Azure Flask Machine Learning Serverless #
Could you do more than just run functions? Sure, in this example Github Repository, you can see how to Deploy a Flask Machine Learning Application on Azure App Services using Continuous Delivery.
To run it locally, follow these steps #
- Create a virtual environment and source
python3 -m venv ~/.flask-ml-azure
source ~/.flask-ml-azure/bin/activate
-
Run
make install
-
Run
python app.py
-
In a separate shell run:
./make_prediction.sh
Here is what a successful prediction looks like in action.
You can watch this Azure Flask Serverless Deploy in the following screencast.
Video Link: https://www.youtube.com/watch?v=3KF9DltYvZU
Cloud ETL #
The cloud takes complex problems that could be currently solved by a team of 50 people and allows it to be a button click. In the “real world,” you have to automate the data pipeline via the ETL (Extract, Transfer, Load) process. The diagram below shows how AWS S3 is the central repo for the data.

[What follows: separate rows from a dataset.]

PR #160, opened 2022-02-25
Tracked package versions are now not required, but preferred.

robertmaynard:
Instead of generating `find_dependency(<pkg> <version>)` we
now generate:
  find_package(<pkg> <version>)
  find_dependency(<pkg>)

This allows us to search for the versioned type, but if it
doesn't exist fall back to an unversioned one. Since
find_dependency propagates the `REQUIRED` keyword we need
to use `find_package` to properly handle this optional search.

This is needed since `rapids_cpm_find` always records a version
value, but the project might not actually generate the correct
CMake infrastructure to support versioned `find_package` calls

### DIFF
--- a/rapids-cmake/export/package.cmake
+++ b/rapids-cmake/export/package.cmake
@@ -72,10 +72,17 @@ function(rapids_export_package type name export_set)
     endif()
   endif()
 
-  set(version ${RAPIDS_VERSION})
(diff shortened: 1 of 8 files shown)


dantegd (approved):
Tested locally and it seems to work perfectly!

robertmaynard:
@gpucibot merge

PR #161, opened 2022-02-25
CMAKE_CUDA_ARCHITECTURES `ALL` will not insert 62 or 72

robertmaynard:
The logic to determine if we should generate for NVIDIA Drive integrated GPUs was incorrect and could cause bad
code generation for non drive based ARM platforms.

Since RAPIDS doesn't deploy multi-arch projects to DRIVE we can remove this logic.


robertmaynard:
@gpucibot merge

PR #168, opened 2022-03-18
rapids_cpm_gtest will properly find GTest 1.10 packages

robertmaynard:
Previously if CMake < 3.23 was installed the provided FindGTest
would be used which doesn't provide the GMock targets.

In addition in those cases, since we pass EXACT we need to ensure we also exactly match the patch version of GTest.


robertmaynard:
@gpucibot merge

PR #174, opened 2022-03-23
rapids_export now handles explicit version values of 0 correctly

robertmaynard:
The previous logic didn't work as CMake evaluates `0` as FALSE when it comes to `if` statements, and therefore we didn't
build the correct version strings when a value was just `0`.


robertmaynard:
@trxcllnt This should resolve the issue with cuspatial at GTest

trxcllnt (approved):

trxcllnt:
@gpucibot merge

PR #178, opened 2022-03-25
Add more exhaustive set of tests are version values of 0

robertmaynard:
It is common to have a version value of `0` for example in `1.0.1`. But due to how CMake treats `0` as a negative boolean value this can cause logic issues if a conditional checks a variable that holds a version component ( major / minor / patch ).

To ensure that rapids-cmake doesn't introduce regressions around handling `0` as a version component value, this PR expands the test suite to handle more zero value cases.


robertmaynard:
@gpucibot merge

PR #180, opened 2022-04-13
rapids_cpm_thrust: Correctly find version 1.15.0

robertmaynard:
Since Thrust 1.15.0 reports it self as `1.15.0.0` we need to also search with the patch version added.

Starting in Thrust 1.16, the tweak version can be dropped.


gnaggnoyil:
LGTM

robertmaynard:
@gpucibot merge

Next, AWS Glue indexes the cloud storage bucket and creates a database that can be used by AWS Athena. What is unique about this?
- Almost no code (only a little SQL to query)
- Serverless
- Automatable
Here is a screencast of AWS Glue and AWS Athena working together to catalog data and search it at scale:
You can watch AWS Glue work in the following screencast.
Video Link: https://www.youtube.com/watch?v=vqubkjfvx0Q)
Real-World Problems with ETL Building a Social Network From Scratch #
In my time in the Bay Area, I was the CTO of a Sports Social network, and I built a Social Network from Zero. There are a few big problems that crop up.
Cold-Start Problem #
How do you bootstrap a social network and get users?
Building Social Network Machine Learning Pipeline From Scratch #
How can you predict the impact on the platform from social media signals?
Results of ML Prediction Pipeline:
Case Study-How-do-you-construct-a-News-Feed? #
- How many users should someone follow?
- What should be in the feed?
- What algorithm do you use to generate the feed?
- Could you get a Feed to be an O(1) lookup? Hint…pre-generate feed.
- What if one user posts 1000 items a day, but you follow 20 users, and the feed paginates at 25 results?
Summary #
This chapter covers an essential technology in the Cloud, serverless. All major cloud platforms have serverless technology, and it worth mastering these techniques.